■ WORK TO BE COMPLETED
I would like each line of the data that holds the word "releases" copied out.

Dataset entries:
..........

PR #4582, opened 2015-07-01
Add new package "IPython Pick"

marciomazza:


FichteFoll:
You must move your test files to a subdirectory. Otherwise, ST will load them automatically and override `sys.modules["sublime_"]`, which will result in numerous failures for other plugins.

marciomazza:
Thanks for the revision.

I moved the files to the subdirectory "tests" and made some more provisioning on the sublime modules mocking.
Also changed the tag to 0.1.0

PR #4585, opened 2015-07-02
Add FT Origami

kaelig:
screenshot 2015-07-02 11 01 03

### DIFF
--- a/repository/f.json
+++ b/repository/f.json
@@ -1105,6 +1105,16 @@
 			]
 		},
 		{
+			"name": "FT Origami",
+			"details": "https://github.com/Financial-Times/FTOrigamiSublime",
+			"releases": [
+				{
+					"sublime_text": "*",
+					"branch": "master"
+				}
+			]
+		},
+		{
 			"name": "FTPSync",
 			"details": "https://github.com/NoxArt/SublimeText2-FTPSync",
 			"labels": ["ftp", "sync"],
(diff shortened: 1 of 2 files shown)


FichteFoll:
So, what is the difference to ColorHighlighter?

kaelig:
This is for the Financial Times Origami colour scheme. Actually, maybe I should create a FT Origami package instead, since we might add stuff to it later such as autocompletion and HTML snippets.

What do you think?

kaelig:
This is what Origami is all about: http://origami.ft.com/
And the color module's documentation is here: http://registry.origami.ft.com/components/o-colors@3.0.0

kaelig:
@FichteFoll I've renamed the repo and made it clear what it was. We we use Sublime a lot at the Financial Times, and a lot of third party partners also do.

FichteFoll:
Okay.

However, your repo url 404s. And you'll need to change `"branch": "master"` to `"tags": true` and use tags to create releases and push valid [semantic version](http://semver.org) tags to your repo. As mentioned [in the docs](https://packagecontrol.io/docs/submitting_a_package#Step_4), we no longer accepts branch-based releases for new packages.

kaelig:
Thank you @FichteFoll. I have updated the file and released a v1, hope everything is ok now.

kaelig:
Thank you very much @FichteFoll.

PR #4586, opened 2015-07-02
Use Travis's container base architecture

kaelig:
This results in significantly faster builds but removes the ability to use `sudo`.


FichteFoll:
LGTM, thanks.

..........

■ RESULT OF THE EXERCISE
+			"releases": [
However, your repo url 404s. And you'll need to change `"branch": "master"` to `"tags": true` and use tags to create releases and push valid [semantic version](http://semver.org) tags to your repo. As mentioned [in the docs](https://packagecontrol.io/docs/submitting_a_package#Step_4), we no longer accepts branch-based releases for new packages.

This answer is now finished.